> [Your assignment]: All lines in the records that carry the string "need" are to be shown.

'''

PR #2027, opened 2025-08-24
Feat/texteditor find and replace

gladsonsam:
This is more of what I had in mind for a find and replace for the text editor, but see what you think. The find panel might need a better UI. Let me know if any changes should be made


vassbo:
Not sure if we need the searching? Also this implementation is very buggy. The reason for the popup is so that can be used universally (the current popup UI should be updated at least).

PR #2040, opened 2025-08-26
Add arm64 snap builds

eeickmeyer:
While official support is up to you, this enables arm64 builds of the snap, which I was successful in building locally.  Successfully built and tested on a Raspberry Pi 5. Can be further tested on the `latest/edge` channel on an arm64 device.


vassbo:
Cool, I don't mind extra arm support! :)

PR #2064, opened 2025-09-02
Feature/add test suite for the application

otonielpv:
This PR introduces a comprehensive test suite for the entire application. Its purpose is to ensure that any new feature or change implemented does not break the current functionality of the application. This will help prevent functionality-related issues, such as features that previously worked but no longer do.

For more details on what has been included, please refer to TESTING_SUITE_SUMMARY.md or tests/README.md.

If you would like to add more tests, feel free to let me know, and I will be happy to assist. Any type of feedback is also highly appreciated—please don’t just close the PR without sharing your thoughts 😄.


vassbo:
This seems nice, but it looks like most of the tests & code is redundant!

vassbo:
I also think it's too much to maintain.

otonielpv:
@vassbo Well, I think the tests suite are one of the most important things you should have on your software, why you say it is too much to maintain, the tests are covering the whole functionality of the application, I think you won't redo the whole application now, so what this is doing is to ensure that nothing that is being added after the tests will brake nothing of the functionality that is already on the application, I think this is specially important on open-source softwares. What do you think?

vassbo:
It's helpful to have tests, yes, but a bunch of the tests here were checking unimportant values like if the value is null or undefined. And other checks I saw that were redundant. Also at the moment a lot of the code has been reworked to be cleaner. In my experience the things that break is rarely the common things.

otonielpv:
I deleted the redundant tests and also the e2e (you can check it here https://github.com/otonielpv/FreeShow/commit/ad0abefa1b53426ad2bc8bfa07d40fefc32bd2fc), I think the tests now are something really helpful, they take less than 10 seconds to execute and they are insurance in case someone adds something they shouldn't. As I told you if you have copilot it is really easy to add test for the new functionality that you add

vassbo:
I still se a bunch of redundant tests, here's just one example, that is not helpful:

```
outputState.background = slideOutput
expect(outputState.background).toEqual(slideOutput)
```

otonielpv:
Well reviewing It I see that It is really hard to test the code without mocls so It is not worth

PR #2069, opened 2025-09-02
Chord sheet option appears immediately when entering PDF export modal

gladsonsam:
Currently, the chord sheet option only appears after navigating back from the PDF modal to the format selection and then back to PDF again.

Pretty sure this is a bug, so this PR should fix it.

### DIFF
--- a/src/frontend/components/main/popups/export/Export.svelte
+++ b/src/frontend/components/main/popups/export/Export.svelte
@@ -155,7 +155,7 @@
 
     {#if exportFormat === "pdf"}
         <HRule />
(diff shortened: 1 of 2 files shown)


vassbo:
You are correct, but the way you fixed it seems overcomplicated.

vassbo:
This should do the trick: https://github.com/ChurchApps/FreeShow/commit/65ec32b16f7017ab622bfeecd9c682215366cc1c

gladsonsam:
One day, I'll get to your level 😅

Thanks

'''

> [Answer space]:
This is more of what I had in mind for a find and replace for the text editor, but see what you think. The find panel might need a better UI. Let me know if any changes should be made
Not sure if we need the searching? Also this implementation is very buggy. The reason for the popup is so that can be used universally (the current popup UI should be updated at least).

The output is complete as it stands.